Exercise brief — Take every line containing "shown" from the material and copy it.

Exercise data —
Issue #123, opened 2018-10-13
Relative links are missing bookshelf/discovery in URL


adamgreen:
Images aren't showing up in documentation. For example, if I navigate to https://rust-embedded.github.io/bookshelf/discovery/02-requirements/index.html none of the images linked from this page are rendered.

An example of a broken link found on this page:
https://rust-embedded.github.io/assets/f3.jpg

I think it should actually be:
https://rust-embedded.github.io/bookshelf/discovery/assets/f3.jpg

adamgreen:
It appears that PR #121 is attempting to fix the image links part of this issue.

ChouzArt:
Didn't notice the 404 on those relative links. Could be more but already made a new PR to fix those too

adamgreen:
This is a duplicate of https://github.com/rust-embedded/bookshelf/issues/4

PR #131, opened 2018-10-18
To fix 03-setup/Readme.md references to next section links

ChouzArt:
As seen on #123

### DIFF
--- a/src/03-setup/README.md
+++ b/src/03-setup/README.md
@@ -109,6 +109,6 @@ LLVM (http://llvm.org/):
 
 Now follow the instructions specific to the OS you are using:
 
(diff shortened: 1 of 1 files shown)


therealprof:
@rust-embedded/resources The markdown stuff is acting all funny. The absolute paths are different than what they're supposed to be and the relative paths don't work. Any ideas?

ChouzArt:
This is related to [rust-embedded/bookshelf#4](https://github.com/rust-embedded/bookshelf/issues/4).
Bookshelf version is broken, standalone show images.

It can be fixed doing this trick [rust-embedded/book#38](https://github.com/rust-embedded/book/pull/38).

In this case, inserting /discovery/ into the link

PR #132, opened 2018-10-22
Update .cargo/config diff baseline

adamgreen:
The diff in 06-hello-world/README.md for changes to be made to
.cargo/config are based off of an older version of the config file than
what is found in the repository currently.

### DIFF
--- a/src/05-led-roulette/.cargo/config
+++ b/src/05-led-roulette/.cargo/config
@@ -1,6 +1,5 @@
 [target.thumbv7em-none-eabihf]
 runner = "arm-none-eabi-gdb -q"
 rustflags = [
-  "-C", "linker=rust-lld",
   "-C", "link-arg=-Tlink.x",
 ]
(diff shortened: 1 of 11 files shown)


adamgreig:
Should we leave out `"-C", "linker=rust-lld"` entirely?

adamgreen:
I take it that **rust-lld** is the default linker anyway so this option is no longer required? If you guys decide that you would like to have that line removed from all of the .cargo/config files then I can make that change too. Just let me know.

adamgreen:
@adamgreig I have added commit 419ce796a121d0863721b19abca30f1b4ede02d2 to this PR to remove the ```"-C", "linker=rust-lld"``` flag completely from the .cargo/config files and mark down documentation.

I made sure that ```cargo build --target thumbv7em-none-eabihf``` at the root of the project still runs successfully and then took one of the resulting binaries and ran it on my Discovery board.

Thanks for the feedback!

adamgreig:
Great, thanks!

bors r+

PR #133, opened 2018-10-22
Switch '_ef' reference to 'ef' in GDB session example

adamgreen:
I see 'ef' used correctly everywhere else in this section. Looks like
this one just got missed in 2a213e70ebb763388cf344d3c678fe42dc7113d8.


adamgreig:
Urgh, this is the same mdbook 0.2.2 vs 0.2.1 issue as we've just had on bookshelf and book.

adamgreig:
bors retry

PR #138, opened 2018-10-28
A few documentation changes

adamgreen:
* I don't see the IOW acronym enough to know what it means without
  looking it up. I thought others might have the same issue so I
  expanded it. In the same sentence I changed what I think was an
  incorrect spelling of "whereas".
* I changed the text describing the itmdump of accelerometer readings
  to indicate that the actual output seen by the user if they run the
  same code won't be exactly as seen here.


thejpster:
Thanks :)

Issue #129, opened 2018-10-16
Add link to bookshelf and FAQs to front page


adamgreig:
We should add links back to the main bookshelf (docs.rust-embedded.org) and to the [FAQ](https://rust-embedded.github.io/bookshelf/faq.html) to the front page of the embedonomicon.

adamgreen:
I have attempted a fix in PR #140

adamgreig:
Closed by #140, thanks @adamgreen!

PR #140, opened 2018-10-30
Link back to bookshelf for other embedded resources

adamgreen:
This is my initial attempt to address issue #129 opened by @adamgreig
to have links back to the bookshelf added to the front page. I am
not sure if this is what you were looking for but I thought I would
give it a try. Let me know what you think.

### DIFF
--- a/src/README.md
+++ b/src/README.md
@@ -56,6 +56,16 @@ report it on the [issue tracker].
 [this repository]: https://github.com/rust-embedded/discovery
 [issue tracker]: https://github.com/rust-embedded/discovery/issues
 
+## Other embedded Rust resources
+
+This Discovery book is just one of several embedded Rust resources provided by the
+[Embedded Working Group]. The full selection can be found at [The Embedded Rust Bookshelf]. This
+includes the list of [Frequently Asked Questions].
+
+[Embedded Working Group]: https://github.com/rust-embedded/wg
+[The Embedded Rust Bookshelf]: https://rust-embedded.github.io/bookshelf/
+[Frequently Asked Questions]: https://rust-embedded.github.io/bookshelf/faq.html
+
 ## Sponsored by
 
 <p align="center">


src/README.md
```diff
@@ -56,6 +56,16 @@ report it on the [issue tracker].
 [this repository]: https://github.com/rust-embedded/discovery
 [issue tracker]: https://github.com/rust-embedded/discovery/issues
 
+## Other embedded Rust resources
+
+This Discovery book is just one of several embedded Rust resources provided by the
+[embedded Working Group]. The full selection can be found at ["The embedded Rust Bookshelf"]. This
+includes the list of [Frequently Asked Questions].
+
+[embedded Working Group]: https://github.com/rust-embedded/wg
```
therealprof: I find the casing of the word embedded a bit weird. Any reason not to use uppercase here...

src/README.md
```diff
@@ -56,6 +56,16 @@ report it on the [issue tracker].
...
+["The embedded Rust Bookshelf"]: https://rust-embedded.github.io/bookshelf/
```
therealprof: ... and here?

src/README.md
therealprof: I didn't mean that embedded should in general be spelled with capital 'E' but in the context of these links it looks a bit weird that everything is capitalised *except* for "embedded".

adamgreen: The two uses that you have flagged are spelled with that lowercase spelling on that page:
> Welcome to an overview of the documentation provided by the embedded Working Group. 

...
> Many of these resources take the form of "books"; we collectively call these "The embedded Rust Bookshelf".

...
> Also known as "the book" by the embedded Rust community. The embedded Rust book will ...

therealprof: Any suggestions how to normalise this in a sensible way? We can also defer this, it just stuck out while reviewing the PR.

therealprof: Looks fantastic.

adamgreen: Cool! I have pushed up that update to the PR.

Thanks for reviewing!

PR #145, opened 2018-11-07
Update bookshelf URLs to new location

adamgreen:
Documentation was recently moved to docs.rust-embedded.org and the old
links on this page now result in 404 errors.


adamgreen:
Thanks for reviewing and merging.

PR #173, opened 2019-02-23
Minor Linux guide fixes

Disasm:


Disasm:
Regarding `openocd-git`: it does work with my Discovery board and `openocd` doesn't. Looks like it's a bit outdated.

Disasm:
> Weird thing about openocd. Did a new release have a regression? The openocd package used to work.

Hmm. Now I can't reproduce this even with the different versions of ST-LINK firmware. I probably had bad udev rules that were installed a year ago (official ones come with `MODE="660", GROUP="plugdev"`) and now I have good ones.
I'm going to revert that `openocd-git` commit in favor of reproducible setup.

PR #186, opened 2019-06-12
Update verify.md

### LINKED ISSUE #183: Typo in 03-setup/verify.md: wrong permissions
Line 54 says:
```
As before, the permissions should be `crw-rw-r--`.
```
However, it should be:
```
As before, the permissions should be `crw-rw-rw-`.
```

derekdreery:
Closes #183


derekdreery:
Must be a spurious failure, I would think.

jamesmunns:
bors retry

PR #188, opened 2019-08-16
LED Roulette: Update 'flash it' docs

modulitos:
I encountered some confusion while working through section 5.2 "Flash It", so I've added some updates that future readers might find useful 🙏


thejpster:
Thanks!

PR #245, opened 2021-11-01
cache: threadsafety-fixes; optional stats collection

### LINKED ISSUE #246: Remove cache stats in default build
The default build should not be collecting caching statistics, especially when doing so starts requiring its own atomic operations.

jerinphilip:
Fixes #246. Also fixes an atomicity issue in cache-stats collection.


XapaJIaMnu:
I also think stats computation should be hidden behind a flag as atomic operations are much much more expensive than their non-atomic counterparts. I am not sure how much this matters in the real world. Would it be too much of a pain to add an extra flag?

jerinphilip:
@XapaJIaMnu No, think what you're suggesting is reasonable. Will do.

kpu:
The goal was to remove cache statistics in release builds; the statistics code shouldn't be there at all.

XapaJIaMnu:
@jerinphilip if you don't feel like fixing it properly, I'm ok to merge this now as a "better than nothing" solution. Merge conflicts need to be resolved as I merged the interface changes.

jerinphilip:
> Merge conflicts need to be resolved as I merged the interface changes.

Merge conflicts are resolved and this PR is now ready for review. It appears to me that the path being available in default build is useful for some diagnosis at [XapaJIaMnu/translateLocally@`6b2fb1d` (#75)](https://github.com/XapaJIaMnu/translateLocally/pull/75/commits/6b2fb1d160b901f1034ae7b27e9fac82ec9025aa), so let's leave this here and then eventually deprecate this for a complicated build based (through macros or whatever) one.

XapaJIaMnu:
@jerinphilip this PR is a draft, @jelmervdl was testing parameters. Atomic operations must be hidden behind a flag at the very least. @kpu prefers ifdef, but I don't mind either as long as I can easily turn them off.

jelmervdl:
For my/translateLocally use case it would be enough to have the cache implementation be an optional template parameter of AsyncService. I can then just use the implementation with stats, while the default interface (and the one exposed through the wasm bindings) use an optimised one. This will not make stats available to WASM, but is Mozilla interested in those stats anyway?

jerinphilip:
@XapaJIaMnu Can you let me know if [`6f955fc` (#245)](https://github.com/browsermt/bergamot-translator/pull/245/commits/6f955fc4422ab5d13f98fa266c9e35351dcc09c0) works for the compile-switch? 

Essentially what I have don is use the `COMPILE_TESTS` cmake variable to create a `TESTS_ENABLED` macro, which then ifdefs the content away when tests are not enabled.

XapaJIaMnu:
I don't think stats should be hidden behind compile tests, because there's a number of scenarios in which you'd want to see the stats, but not compile tests. 

Just give stats their own ifdef and set it to on in CMakeLIsts if compile tests is on. That way you get the current and people that want to get a different behaviour can enable it via a `-DENABLE_CACHE_STATS` or something?

src/translator/cache.h
```diff
@@ -26,7 +27,13 @@ class AtomicCache {
 
   void store(const Key &key, Value value) { atomicStore(key, value); }
 
-  const Stats stats() const { return stats_; }
+  const Stats stats() const {
+#ifdef ENABLE_CACHE_STATS
+    return Stats{hits_.load(), misses_.load()};
+#else
+    return Stats{0, 0};
```
XapaJIaMnu, line 34: How about adding an `std::cerr << "Warning: Cache stats disabled. To enable recompile with -DENABLE_CACHE_STATS=ON"<< std::endl;` (or use a logger, I think there is WARN_ONCE or something).

That way anyone who uses the `stats()` call when the stats are not tracked will know not to trust the result, as well as get a hint on how to enable them.

XapaJIaMnu (approved):
I've added a small suggestion, then you can merge.

src/translator/cache.h
jerinphilip: If somebody calls this without enabling the same in build, it's converted into a fatal abort, which should serve the same purpose of informing the user.

XapaJIaMnu: Not sure if it needs to be fatal, but as you decide. Merge when you feel like it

Expected answer —
(diff shortened: 1 of 1 files shown)
(diff shortened: 1 of 11 files shown)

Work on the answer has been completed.